Joseph Backholm is senior fellow for Biblical worldview and strategic engagement at the Family Research Council. This article appeared in WORLD Magazine on May 28, 2024.

Progressivism rarely builds and often destroys 

When the Boy Scouts of America announced they were changing their name to Scouting America, it was less of a re-brand and more like a surrender or a funeral. The move represented the end of an era and the final nail in the coffin. In fairness, there is no sense in being Boy Scouts if you don’t know what a boy is and there is no sense in training young men to be “morally straight” if you believe the idea of morality is a social construct created by a heteronormative patriarchy. So the Boy Scouts surrendered and while the sexual revolutionaries cheered, membership dropped 43 percent, a downward trend that continues to this day.

The demise of the Boy Scouts is sad, but also illustrative of the impact leftism has on institutions generally. Ivy League colleges like Harvard, Yale, and Princeton were founded to train Christian preachers but were eventually unmoored and now produce preachers of a very different kind. Christian denominations that once flourished saw their mission, impact, and membership decimated when the sexual revolutionaries took over. Disney was created to produce children’s entertainment, but half of America now feels the need to protect their children from Disney products.

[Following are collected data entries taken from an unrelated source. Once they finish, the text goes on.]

Issue #1563, opened 2026-09-09
OpenFGA-based authorization - basic


ahmedtd:
Land the basic OpenFGA authorization described in [Authorization for Substrate](https://docs.google.com/document/d/1LYjBlXWLJ18beLDw74Rs_Tq38wFkCTeau4_7_98Op3c/edit?resourcekey=0-zY5W-u0AlAT_GIU6i394CQ&tab=t.6uuc4ftvayew#heading=h.tywbz0y55dxk)

PR #1625, opened 2026-09-11
Introduce Policy Governance APIs in ate api. 

SHRUTI6991:

## Summary

Replaces the generic `GetPolicy` and `SetPolicy` RPCs in `ateapi.proto` with explicit per-resource access policy RPCs (`GetGlobalAccessPolicy`, `UpdateGlobalAccessPolicy`, `GetAtespaceAccessPolicy`, and `UpdateAtespaceAccessPolicy`).

## Changes Made

1. **RPC Declarations (`Control` Service)**:
   - Added `GetGlobalAccessPolicy` and `UpdateGlobalAccessPolicy` for deployment-wide global access control.
   - Added `GetAtespaceAccessPolicy` and `UpdateAtespaceAccessPolicy` for Atespace-level access control.
   - Removed generic `GetPolicy` and `SetPolicy` RPC methods.

2. **Message Schema (`ateapi.proto`)**:
   - Introduced `AccessPolicy`: Describes a policy subresource nested under a parent resource with `metadata` (where `metadata.name` is always `"default"`) and role `bindings`.
   - Introduced `Binding`: Binds principal members (`user:...`, `group:...`, `atespace:...`) to a role defined in `model.fga`.
   - Introduced typed request messages: `GetGlobalAccessPolicyRequest`, `UpdateGlobalAccessPolicyRequest`, `GetAtespaceAccessPolicyRequest`, and `UpdateAtespaceAccessPolicyRequest`.
   - Removed legacy `GetPolicyRequest`, `SetPolicyRequest`, `Policy`, and `Condition` messages.

## Key Design Considerations

- **Singleton Subresource Pattern**: Every parent resource (Global singleton or Atespace) has at most one access policy subresource named `"default"`.
- **Concurrency Control & ABA Protection**: `Update*AccessPolicy` requests enforce `metadata.uid` and `metadata.version` as required preconditions to guard against ABA delete/re-creation and concurrent overwrites.
- **Global Scope Matching**: `metadata.atespace` for Global and Atespace access policies is empty (`""`), as both parent resource types operate at global scope.


pkg/proto/ateapipb/ateapi.proto
```diff
@@ -1273,6 +1272,76 @@ message DeleteAtespaceRequest {
...
+  string resource = 1;
+
+  // The policy to set.
+  //
+  // +k8s:required
+  Policy policy = 2;
+}
+
+// Policy represents the access control policy for a resource.
+message Policy {
```
juli4n, line 1297: I think Policy is a very generic name. We already have EgressPolicy, and we will for sure have other policies. Can we think a more concrete name? AuthPolicy?

pkg/proto/ateapipb/ateapi.proto
```diff
@@ -1273,6 +1272,76 @@ message DeleteAtespaceRequest {
   ObjectRef atespace = 1;
 }
 
+// GetPolicyRequest requests the access control policy for a resource.
+message GetPolicyRequest {
+  // The resource for which the policy is being requested (e.g. "atespaces/team-a", "clusters/root").
+  //
+  // +k8s:required
+  string resource = 1;
```
juli4n, line 1280: Let's discuss the resource model for auth policies. Do we want it to fit into the existing substrate resource model? Are they going to be resources (or sub-resources) themselves? Will each resource have a single policy attached to it? What represents the primary key of the policy. (see docs/api-style-guide.md).

SHRUTI6991: >  Do we want it to fit into the existing substrate resource model?

I actually tried this before. My primary concern is around retrofitting `ObjectRef` for cluster permissions which is built around atespace being the root:`(atespace, name)`.  

For auth, it starts from cluster: https://github.com/agent-substrate/substrate/blob/main/internal/authz/model.fga. Each resource has `owner`, `editor`, `viewer` permission. A cluster admin has the permission to create atespace. It can also give permissions to view atespaces to cluster viewer.

I actually prefer keeping the `resource` as string.  Canonical strings like `atespaces/team-a` map directly 1:1 to OpenFGA too. 

We can introduce `GetClusterPolicy`, `GetAtespacePolicy` but this kind of RPCs leads to resource explosion and isn't very scalable (imo). 

> Are they going to be resources (or sub-resources) themselves?

It should be a sub resource. The existence of an `AccessPolicy` is tied to the presence of parent resource like `Atespace` or `Actor`. Independent resource has their own lifecycles (similar to K8 roles) and I don't think this is necessary for substrate since our backing store is OpenFGA. 

If the resource is deleted, the policies (openfga tuples) should be cascade deleted.  cc: @ahmedtd wdyt? 

> Will each resource have a single policy attached to it?

Yes this is strictly 1:1. Each resource has at most one policy attached to it which is why I used `etag` for guarding the policy state. 

> What represents the primary key of the policy?

We are going to store these as OpenFGA tuples which is defined as `(user, relation, object`. Relationship tuples are stored under OpenFGA's composite primary key.

```
PRIMARY KEY (store, object_type, object_id, relation, user_type, user_id, user_relation)
```

where `object_type: cluster, atespace` and `object_id: root, team-a`.

Design for full context: go/authorization-for-substrate

pkg/proto/ateapipb/ateapi.proto
SHRUTI6991: May be `AccessPolicy` is a better name.

pkg/proto/ateapipb/ateapi.proto
SHRUTI6991: Started a one pager to discuss: go/substrate-policy-governance-api. Let's take it there.

pkg/proto/ateapipb/ateapi.proto
```diff
@@ -1273,6 +1272,76 @@ message DeleteAtespaceRequest {
...
+
+  // The list of role bindings that grant permissions on the resource.
+  //
+  // +k8s:optional
+  repeated Binding bindings = 3;
+}
+
+// Binding binds a role to a set of principal members.
+message Binding {
+  // The role name (e.g. "roles/owner", "roles/editor", "roles/viewer").
```
thockin, line 1316: Is there any way to fetch (via API) a list of roles and permissions?

I am assuming we do not want to offer custom roles at this point, right?

pkg/proto/ateapipb/ateapi.proto
```diff
@@ -1273,6 +1272,76 @@ message DeleteAtespaceRequest {
...
+  repeated string members = 2;
+
+  // Optional condition under which this binding is active.
+  //
+  // +k8s:optional
+  Condition condition = 3;
+}
+
+// Condition represents an attribute-based condition expression.
+message Condition {
```
thockin, line 1333: Do we need this in v1?  If we REALLY need it, we need way better docs on what inputs the CEL expression has access to

pkg/proto/ateapipb/ateapi.proto
```diff
@@ -1273,6 +1272,76 @@ message DeleteAtespaceRequest {
...
+message Binding {
+  // The role name (e.g. "roles/owner", "roles/editor", "roles/viewer").
+  //
+  // +k8s:required
+  string role = 1;
+
+  // The list of subjects (e.g. "user:alice@example.com", "serviceAccount:...").
+  //
+  // +k8s:optional
+  repeated string members = 2;
```
thockin, line 1324: commented in doc - this needs to be specified more fully

pkg/proto/ateapipb/ateapi.proto
```diff
@@ -1273,6 +1272,76 @@ message DeleteAtespaceRequest {
...
+}
+
+// Condition represents an attribute-based condition expression.
+message Condition {
+  // Short title or identifier for the condition.
+  //
+  // +k8s:optional
+  string title = 1;
+
+  // Textual expression (e.g. CEL expression).
```
thockin, line 1339: Is it "e.g. CEL" as in "CEL or something like it" or is it literally CEL ?  We need to document the capabilities if we do this feature

pkg/proto/ateapipb/ateapi.proto
SHRUTI6991: OpenFGA provides an API to provide `AuthorizationModel` which basically gives you the schema. But if we want, we can expose `ListRoles`.

Yes no custom roles at this point. But it can be supported: https://openfga.dev/docs/modeling/custom-roles.

pkg/proto/ateapipb/ateapi.proto
SHRUTI6991: Copying from the doc here:

I actually started with a very simple schema which has "user" (that encompasses everything, human user, K8 service account). 

Future evolution of schema can have something like:

```
type user
type service_account
type group
relations
define member: [user, service_account]
```

1. user:<email-or-sub> (Human User): Authenticated via OIDC token (e.g., user:alice@google.com).

2. service_account:<k8s-namespace>/<k8s-sa-name> (Kubernetes Workload): Maps directly to the Kubernetes Namespace and ServiceAccountName extracted from K8s TokenReview or our substratex509.PodIdentity mTLS certificate extension (e.g., service_account:ate-system/atenet-router).

3. group:<group-id>#member (Group): Maps to OIDC group claims / Google Groups.

4. We can also extend this to actor identity for actor-to-actor authorization.

pkg/proto/ateapipb/ateapi.proto
SHRUTI6991: we don't. I will remove this for now.

pkg/proto/ateapipb/ateapi.proto
SHRUTI6991: we can do this but not for `v1`. Let's take the discussion when we need it.

PR #1626, opened 2026-09-12
Separate ateom certificates vs direct actor certificates

ahmedtd:
We need to draw a strong distinction between credentials that will be wielded directly by actor logic, and credentials used by system components on behalf of an actor.  This will help us avoid attacks where an actor pretends to be a system component.
    
Ateom certificates are requested by ateom/atelet and used for the atunnel connection to the egress gateway.  They have a SPIFFE URI like `spiffe://${trustdomain}/ateom-for-actor/${atespace}/${actor}`.
    
Actor certificates are requested by the egress gateway and used for opening outbound requests on behalf of the actor.  They have a SPIFFE URI like `spiffe://${trustdomain}/actor/${atespace}/${actor}`. Note, this use case is not actually implemented yet.


LiorLieberman:
whats your view on adding another part "/x/" vs prefixing the existing part already - like `spiffe://${trustdomain}/ateom-actor/${atespace}/${actor}`

Wouldn't it ease regexes / validation in different component that uses that peer identity?

cmd/atelet/ateomsupport.go
```diff
@@ -28,12 +29,12 @@ import (
 	"google.golang.org/grpc/status"
 )
 
-type credentialBroker struct {
-	ateletpb.UnimplementedCredentialBrokerServer
-	controlClient ateapipb.ControlClient
+type ateomSupportServer struct {
```
LiorLieberman, line 32: whats the rationale behind "ateomSupportServer" name? whats ateomSupport?

EItanya:
> Stacked over https://github.com/agent-substrate/substrate/pull/1501

Stacking over a PR which doesn't feel ready to go is confusing, can this work stand on its own?

Or even better can we get to the bottom of the questions in https://github.com/agent-substrate/substrate/pull/1501#discussion_r3992057235 before marking these ready for review?

ahmedtd:
> whats your view on adding another part "/x/" vs prefixing the existing part already - like `spiffe://${trustdomain}/ateom-actor/${atespace}/${actor}`
> 
> Wouldn't it ease regexes / validation in different component that uses that peer identity?

Yes, that's a good idea.

cmd/atelet/ateomsupport.go
ahmedtd: It's a server to support ateoms by providing RPCs they need.  I am not attached to the name.  I just want to avoid having $n$ different services between atelet and ateom.

ahmedtd:
> > whats your view on adding another part "/x/" vs prefixing the existing part already - like `spiffe://${trustdomain}/ateom-actor/${atespace}/${actor}`
> > Wouldn't it ease regexes / validation in different component that uses that peer identity?
> 
> Yes, that's a good idea.

Done, I used `ateom-for-actor`

ahmedtd:
This PR grew pretty large, so I have split it into three.

* This PR now only contains the definition and implementation of the new MintAteomActorCertificate RPC.
* #1809 makes atelet/ateom/atunnel use the new RPC
* #1810 cleans up the now-unneeded purpose field.

pkg/proto/ateapipb/ateapi.proto
```diff
@@ -2038,3 +2041,36 @@ message SetWorkerCapacityResponse {
...
 }
+
+// Request message for MintAteomActorCertificate.
+message MintAteomActorCertificateRequest {
+  // The actor for which the certificate should be issued.
+  //
+  // Must be a valid actor that currently exists according to the actor store.
+  //
+  // +k8s:required
+  ObjectRef actor = 6;
```
thompsonmax: Why are we starting field numbers at 6 for a brand new message?

cmd/ateapi/internal/workerservice/certificate.go
```diff
@@ -0,0 +1,108 @@
...
+		return nil, fmt.Errorf("while retrieving actor: %w", err)
+	}
+	if dbActor.GetMetadata().GetUid() != req.GetActorUid() {
+		return nil, status.Error(codes.Aborted, "conflict; actor has been deleted and recreated")
+	}
+
+	// Parse the CSR.
+	csr, err := x509.ParseCertificateRequest(req.GetCertificateSigningRequest())
+	if err != nil {
+		return nil, fmt.Errorf("while parsing CSR: %w", err)
```
thompsonmax: Should this return `InvalidArgument`?

pkg/proto/ateapipb/ateapi.proto
```diff
@@ -2038,3 +2041,36 @@ message SetWorkerCapacityResponse {
...
   Worker worker = 1;
 }
+
+// Request message for MintAteomActorCertificate.
+message MintAteomActorCertificateRequest {
+  // The actor for which the certificate should be issued.
+  //
+  // Must be a valid actor that currently exists according to the actor store.
+  //
+  // +k8s:required
```
thompsonmax, line 2056: Other actor references include "+k8s:subfield(atespace)=+k8s:required," to ensure an atespace is specified, should we require that here as well?

cmd/ateapi/internal/workerservice/certificate.go
```diff
@@ -0,0 +1,108 @@
...
+	}
+	if err := csr.CheckSignature(); err != nil {
+		slog.ErrorContext(ctx, "Failed to verify CSR signature", slog.Any("err", err))
```
thompsonmax: [nit] This can be triggered by the client providing a bad signature on a CSR, so should we log at WARN rather than ERROR?

pkg/proto/ateapipb/ateapi.proto
```diff
@@ -2038,3 +2041,36 @@ message SetWorkerCapacityResponse {
...
+  bytes certificate_signing_request = 2;
+}
+
+// Response message for MintAteomActorCertificate.
+message MintAteomActorCertificateResponse {
+  // Response contains a list of DER encoded certificates. The first entry is the
+  // leaf certificate, and any remaining entries are intermediates in
+  // leaf-to-root order.
+  repeated bytes actor_certificates = 1;
+}
```
thompsonmax: [nit] dropped the trailing newline here

ahmedtd: Done.

pkg/proto/ateapipb/ateapi.proto
ahmedtd: Done.

pkg/proto/ateapipb/ateapi.proto
ahmedtd: Done.

cmd/ateapi/internal/workerservice/certificate.go
ahmedtd: I don't think we need to log this, actually, I just switched it up so the error is returned.  This doesn't seem like a sensitive error that we need to hide, it's post-authn/z

cmd/ateapi/internal/workerservice/certificate.go
ahmedtd: Done.

LiorLieberman (approved):

HavenXia (approved):

LiorLieberman:
are you planning to update whatever is using the purpose field on the cert to use the new format?

ahmedtd:
> are you planning to update whatever is using the purpose field on the cert to use the new format?

Yes, there are other stacked PRs over this, #1809 and #1810

Issue #1593, opened 2026-09-10
Standardize how ate-apiserver sets resource defaults


juli4n:
There is no way to set field defaults today. We should have some common mechanism to back-fill default values during create RPC calls so that resources stored in the DB always have their default values persisted.

zlammerts-svg:
Julian, is this one done at this point?

PR #1630, opened 2026-09-12
Add support for field defaults

juli4n:
Populate default fields during both Create and Update RPC calls so that resources are stored with defaults instead of zero values. This means that a) consumers don't need to be aware of the default value and b) default values can potentially change.

Only `ActorTemplate` had defaults, but added default functions for all resources so that all RPC handlers are wired up

Note that optional fields with defaults need to be tagged as `+k8s:required`. This is because they are required when they are stored in the DB. This is different than required from the client perspective.

Part of #1593


pkg/proto/ateapipb/ateapi.proto
```diff
@@ -847,26 +847,29 @@ message SandboxConfig {
 
 // +k8s:customValidation # on_commit must be a subset of on_pause
 message SnapshotsConfig {
-  // on_pause selects what is captured during pause actor. UNSPECIFIED is
-  // tolerated for compatibility and reads as FULL.
+  // on_pause defines the scope of the snapshot captured when an actor
+  // is paused. Defaults to FULL when unset.
   //
-  // +k8s:optional
+  // +k8s:required
```
thockin, line 853: In fact we have logic for this in DV: 

```
   // All of our tags are expressed from the perspective of a client of the    
    // API, but the code we generate is for the server. Optional is tricky.    
    //    
    // A field which is marked as optional and does not have a default is    
    // strictly optional. A client is allowed to not set it and the server will    
    // not give it a default value. Code which consumes it must handle that it    
    // might not have any value at all.    
    //    
    // A field which is marked as optional but has a default is optional to    
    // clients, but required to the server. A client is allowed to not set it    
    // but the server will give it a default value. Code which consumes it can    
    // assume that it always has a value.    
    //    
    // One special case must be handled: optional non-pointer fields with    
    // default values. If the default is not the zero value for the type, then    
    // the zero value is used to decide whether to assign the default value,    
    // and so must be out of bounds; we can proceed as above.    
    //    
    // But if the default is the zero value, then the zero value is obviously    
    // valid, and the fact that the field is optional is meaningless - there is    
    // no way to tell the difference between a client not setting it (yielding    
    // the zero value) and a client setting it to the zero value.    
    //    
    // TODO: handle default=ref(...)    
    // TODO: handle manual defaulting    
    if hasDefault, zeroDefault, err := rtv.hasZeroDefault(context); err != nil {                                                                      
        return Validations{}, err    
    } else if hasDefault {    
        if !util.IsNilableType(context.Type) && zeroDefault {    
            return Validations{Comments: []string{"optional value-type fields with zero-value defaults are purely documentation"}}, nil    
        }    
        validations, err := rtv.doRequired(context)    
        if err != nil {    
            return Validations{}, err    
        }    
        for i, fn := range validations.Functions {    
            validations.Functions[i] = fn.WithComment("optional fields with default values are effectively required")    
        }    
        return validations, nil    
    }                                                                                               
```

@yongruilin @jpbetz 2 things go wrong for us to use DV here:

1) Defaults is a totally different tool and different tag style.
2) We really want to be able to say `+default=SNAPSHOT_CONTENT_SCOPE_FULL` but validation-gen barfs: "failed to parse default value "SNAPSHOT_CONTENT_SCOPE_FULL": invalid character 'S' looking for beginning of value".  We could fix that to just take any such value as a Go symbol name (if JSON parse fails with this specific error)

We could do `+default=1` but eww.  Here's what we get if we do that:

```diff
diff --git cmd/ateapi/internal/controlapi/zz_generated.validation.go cmd/ateapi/internal/controlapi/zz_generated.validation.go
index 94c2e534..93047826 100644
--- cmd/ateapi/internal/controlapi/zz_generated.validation.go
+++ cmd/ateapi/internal/controlapi/zz_generated.validation.go
@@ -5658,6 +5658,7 @@ func Validate_SnapshotsConfig(
 			}
 			// call field-attached validations
 			earlyReturn := false
+			// optional fields with default values are effectively required
 			if e := validate.RequiredValue(ctx, op, fldPath, obj, oldObj).MarkShortCircuit(); len(e) != 0 {
 				errs = append(errs, e...)
 				earlyReturn = true
diff --git pkg/proto/ateapipb/ateapi.pb.go pkg/proto/ateapipb/ateapi.pb.go
index 0317b0ed..b4c344d5 100644
--- pkg/proto/ateapipb/ateapi.pb.go
+++ pkg/proto/ateapipb/ateapi.pb.go
@@ -2452,7 +2452,8 @@ type SnapshotsConfig struct {
 	// on_pause defines the scope of the snapshot captured when an actor
 	// is paused. Defaults to FULL when unset.
 	//
-	// +k8s:required
+	// +k8s:optional
+	// +default=1
 	// +k8s:minimum=1
 	// +k8s:maximum=2 # keep this in sync with the SnapshotContentScope enum
 	OnPause SnapshotContentScope `protobuf:"varint,1,opt,name=on_pause,json=onPause,proto3,enum=ateapi.SnapshotContentScope" json:"on_pause,omitempty"`
diff --git pkg/proto/ateapipb/ateapi.proto pkg/proto/ateapipb/ateapi.proto
index 41b76370..d61f8a9a 100644
--- pkg/proto/ateapipb/ateapi.proto
+++ pkg/proto/ateapipb/ateapi.proto
@@ -850,7 +850,8 @@ message SnapshotsConfig {
   // on_pause defines the scope of the snapshot captured when an actor
   // is paused. Defaults to FULL when unset.
   //
-  // +k8s:required
+  // +k8s:optional
+  // +default=1
   // +k8s:minimum=1
   // +k8s:maximum=2 # keep this in sync with the SnapshotContentScope enum
   SnapshotContentScope on_pause = 1;
```

The question is whether we think `optional` or `required` is actually correct for documentation and tools.

pkg/proto/ateapipb/ateapi.proto
```diff
@@ -1036,20 +1039,21 @@ message ContainerReadyz {
...
   int32 timeout_seconds = 2;
 }
 
 // HTTPGetAction describes an HTTP GET against the container's interior IP.
 message HTTPGetAction {
-  // path defaults to "/readyz". Must be a URL path starting with "/", using
-  // only RFC 3986 path-segment characters, without query or fragment.
+  // path must be a URL path starting with "/", using only RFC 3986
+  // path-segment characters, without query or fragment.
+  // Defaults to "/readyz" when unset.
```
thockin, line 1054: This is a really bad default - we should fix it to "/" and make "/readyz" explicit.

cmd/ateapi/internal/controlapi/defaults.go
```diff
@@ -0,0 +1,89 @@
...
+// limitations under the License.
+
+package controlapi
+
+import (
+	"github.com/agent-substrate/substrate/pkg/proto/ateapipb"
+)
+
+// defaultActorTemplate applies the ActorTemplate defaults in place.
+func defaultActorTemplate(t *ateapipb.ActorTemplate) {
```
thockin, line 22: Curious why not put these in their respective resource-files?

pkg/proto/ateapipb/ateapi.proto
yongruilin: defaulter-gen supports `+default=ref(xxx)`. There was an effort to support the same in DV a while back but I lost the track. https://github.com/kubernetes/kubernetes/pull/136361

pkg/proto/ateapipb/ateapi.proto
jpbetz: +1.  Defaults should be used sparingly.  Having "port" default to "type: TCP" is arguably sane if that's what the vast majority of users will want.  Having a highly opinionated defaults, defaults that are computed dynamically, or are expected to change across releases tend to be trouble.

cmd/ateapi/internal/controlapi/defaults.go
juli4n: No particular reason. I don't have a strong opinion.

pkg/proto/ateapipb/ateapi.proto
juli4n: I was scoping this PR to introduce the machinery and not change the current defaults. I would suggest we do a follow-up and change this?

pkg/proto/ateapipb/ateapi.proto
thockin: We use `=ref()` exactly twice in all of Kubernetes.  We should probably just EOL that feature.

My original idea above (if the value of the default tag does not parse as JSON treat it as a Go symbol) fails because we would want to say `+default=PROTO_ENUM_VAL` but that is encoded as `SnapshotContentScope_SNAPSHOT_CONTENT_SCOPE_FULL` in Go (which is stupid, IMO, but that's how it is).

I'm not sure what the right answer is but we should think about how to do better.  Not blocking.

cmd/ateapi/internal/controlapi/defaults.go
thockin: The main argument for putting it in the per-resource file is (IMO) that this is where I would expect to find it.  Having it in a different file is different from all the other trends towards per-resource files.  Not blocking, can followup

thockin:
FTR: Julian and I spoke off-bug.  The preference is to frame `required` / `optional` in terms of the stored data (a field which has a default value is required in the database, though it is optional to clients.

We do not have a DV tag to express that and `+default` is not usable without some work so for now we are marking such fields a `required` and (in English) documenting the default value.  In the future I would love to move defaulting to a declarative tag where we can, but it's low ROI for the moment.

There is an issue where primitive fields may be logically "required" but their zero-value is valid.  If you mark those as `required` DV will check that the value != zero_value, which is wrong.  DV special-cases primitive fields which have both `+k8s:optional` and `+default=<zeroval-for-type>` and says "there's nothing I can do to validate this - it's just for documentation" (there's no way to tell if a user specified 0 or did not specify anything at all).  But we do not handle `required` + `default=<zero>` specially.  Protobuf elides those from the wire (and storage).  We could mark such fields as `optional` in protobuf, which turns them into pointers, but that seems awkward.  Or we could fix DV to handle required+default the same way as optional. @juli4n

The left gains control of institutions built by others by identifying real problems, but their solutions are often worse than the problem. They critique the convictions of religious organizations until they believe in nothing. They critique the moral training of young men until they are no longer receiving moral instruction. They critique law enforcement until they are no longer enforcing the law. They identify real abuses of power but propose lawlessness as the solution. The baby is almost always thrown out with the bathwater, and nothing is ever built to replace what has been hollowed out because progressivism doesn’t build things. That’s part of the reason you don’t ever see conservatives taking over historically progressive institutions the same way you see progressives taking over historically conservative institutions. Progressives didn’t build anything because they were too busy criticizing what other people had built.

After all, building something culturally significant requires compromise, cooperation, and sacrifice but leftism sees calls for compromise, cooperation, and sacrifice as forms of oppression intended to protect the heteronormative, white-supremacist, capitalist patriarchy of Western civilization.

The cultural downside is that nothing gets built when everyone is committed to “living authentically.”

The progressive promise is the promise of immediate happiness through the immediate satisfaction of all your desires. This is called “living authentically.” The cultural downside is that nothing gets built when everyone is committed to “living authentically.” In that environment, anyone who encourages you to delay or sacrifice immediate desires hates you and anyone who encourages you to play nice in the sandbox is trying to oppress you and preserve their power. Just ask the president of any Ivy League university these days how young progressives feel about cooperation.

There is also no need to listen to anyone from generations past. After all, they were racist, sexist, or some other version of “ist” and therefore unworthy of the respect of the modern world. Progressivism does not seek to understand why a fence was put up before tearing it down, it just understands that all fences are restrictive, and all restrictions prevent someone from “living authentically” so they must go.

You may be indifferent when an institution dies because you’ve heard about the bad stuff, but it’s worth spending a moment thinking about why an institution was built in the first place. What was the cause that compelled people to give and sacrifice over the span of generations to build something with a specific purpose?

If the cause is no longer just, then let it go. But if the cause was and is just, and we find ourselves dismantling institutions built to do something that still needs to be done, we need to consider what is replacing it. And if the answer is “nothing,” as it almost always is these days, we should be very concerned.